*Data for review*:
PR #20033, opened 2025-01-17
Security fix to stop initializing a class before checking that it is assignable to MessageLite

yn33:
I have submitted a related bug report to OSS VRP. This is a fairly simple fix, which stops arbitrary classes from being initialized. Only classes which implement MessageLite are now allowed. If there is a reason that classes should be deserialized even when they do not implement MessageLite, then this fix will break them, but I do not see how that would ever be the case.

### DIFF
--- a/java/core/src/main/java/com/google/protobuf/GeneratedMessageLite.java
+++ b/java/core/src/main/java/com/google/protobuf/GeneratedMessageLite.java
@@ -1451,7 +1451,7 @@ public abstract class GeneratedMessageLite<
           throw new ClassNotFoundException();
==
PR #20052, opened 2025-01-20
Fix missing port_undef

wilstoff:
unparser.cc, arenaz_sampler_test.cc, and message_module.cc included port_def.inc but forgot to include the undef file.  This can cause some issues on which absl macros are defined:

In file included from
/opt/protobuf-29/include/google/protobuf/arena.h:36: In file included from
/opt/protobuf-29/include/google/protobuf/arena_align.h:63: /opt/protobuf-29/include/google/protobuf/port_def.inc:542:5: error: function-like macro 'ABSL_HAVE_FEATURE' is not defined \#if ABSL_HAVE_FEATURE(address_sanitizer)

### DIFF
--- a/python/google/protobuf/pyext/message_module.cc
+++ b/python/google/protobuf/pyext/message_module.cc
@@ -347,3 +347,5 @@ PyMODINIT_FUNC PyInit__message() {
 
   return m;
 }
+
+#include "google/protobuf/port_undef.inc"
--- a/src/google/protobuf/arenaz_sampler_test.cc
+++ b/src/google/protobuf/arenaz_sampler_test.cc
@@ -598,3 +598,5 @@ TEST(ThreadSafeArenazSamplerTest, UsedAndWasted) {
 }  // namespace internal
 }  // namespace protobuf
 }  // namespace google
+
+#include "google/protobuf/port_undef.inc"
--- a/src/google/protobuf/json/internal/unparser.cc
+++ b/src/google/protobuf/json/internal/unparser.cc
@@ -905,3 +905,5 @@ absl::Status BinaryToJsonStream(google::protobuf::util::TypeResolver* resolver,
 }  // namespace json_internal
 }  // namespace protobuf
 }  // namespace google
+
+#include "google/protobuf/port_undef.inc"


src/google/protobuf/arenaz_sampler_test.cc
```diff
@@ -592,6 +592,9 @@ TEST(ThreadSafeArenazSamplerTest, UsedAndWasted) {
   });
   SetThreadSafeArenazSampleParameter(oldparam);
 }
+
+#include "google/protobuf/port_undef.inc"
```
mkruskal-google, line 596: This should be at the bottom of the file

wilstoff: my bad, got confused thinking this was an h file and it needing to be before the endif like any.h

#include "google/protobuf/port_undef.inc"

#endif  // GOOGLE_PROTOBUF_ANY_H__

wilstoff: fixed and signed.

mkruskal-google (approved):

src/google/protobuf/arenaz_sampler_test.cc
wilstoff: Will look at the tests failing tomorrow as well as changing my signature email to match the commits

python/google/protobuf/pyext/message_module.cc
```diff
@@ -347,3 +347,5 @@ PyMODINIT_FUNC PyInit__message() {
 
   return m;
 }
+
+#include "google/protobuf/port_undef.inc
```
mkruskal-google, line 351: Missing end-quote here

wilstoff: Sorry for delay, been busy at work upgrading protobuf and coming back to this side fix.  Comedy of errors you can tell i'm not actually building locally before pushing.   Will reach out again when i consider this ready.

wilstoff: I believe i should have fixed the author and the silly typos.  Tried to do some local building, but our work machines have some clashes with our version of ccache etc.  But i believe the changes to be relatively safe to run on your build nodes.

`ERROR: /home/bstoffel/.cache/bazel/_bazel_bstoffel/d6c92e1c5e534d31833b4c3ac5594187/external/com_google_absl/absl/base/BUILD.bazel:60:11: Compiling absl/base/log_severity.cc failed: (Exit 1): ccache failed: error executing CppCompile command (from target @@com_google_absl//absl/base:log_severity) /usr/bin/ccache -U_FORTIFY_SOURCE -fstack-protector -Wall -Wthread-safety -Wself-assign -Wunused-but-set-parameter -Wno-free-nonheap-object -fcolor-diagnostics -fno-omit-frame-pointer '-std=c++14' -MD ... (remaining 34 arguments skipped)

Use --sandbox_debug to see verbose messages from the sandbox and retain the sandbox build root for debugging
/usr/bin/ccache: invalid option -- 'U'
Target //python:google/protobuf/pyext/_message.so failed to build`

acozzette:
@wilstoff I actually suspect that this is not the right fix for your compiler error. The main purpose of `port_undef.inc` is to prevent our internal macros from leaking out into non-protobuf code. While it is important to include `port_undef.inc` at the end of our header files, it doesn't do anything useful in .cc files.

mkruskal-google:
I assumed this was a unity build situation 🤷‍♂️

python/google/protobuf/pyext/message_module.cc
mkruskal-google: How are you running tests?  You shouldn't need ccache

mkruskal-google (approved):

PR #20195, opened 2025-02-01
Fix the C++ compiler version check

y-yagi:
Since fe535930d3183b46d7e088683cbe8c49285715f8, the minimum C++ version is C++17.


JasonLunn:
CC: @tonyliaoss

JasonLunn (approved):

*Task requirements*: Extract from the records above the lines from the one containing "PR #20033, opened 2025-01-17" to the one containing "throw new ClassNotFoundException();", both lines included, exactly as they appear and with nothing else.

*Answer for this exercise*:
PR #20033, opened 2025-01-17
Security fix to stop initializing a class before checking that it is assignable to MessageLite

yn33:
I have submitted a related bug report to OSS VRP. This is a fairly simple fix, which stops arbitrary classes from being initialized. Only classes which implement MessageLite are now allowed. If there is a reason that classes should be deserialized even when they do not implement MessageLite, then this fix will break them, but I do not see how that would ever be the case.

### DIFF
--- a/java/core/src/main/java/com/google/protobuf/GeneratedMessageLite.java
+++ b/java/core/src/main/java/com/google/protobuf/GeneratedMessageLite.java
@@ -1451,7 +1451,7 @@ public abstract class GeneratedMessageLite<
           throw new ClassNotFoundException();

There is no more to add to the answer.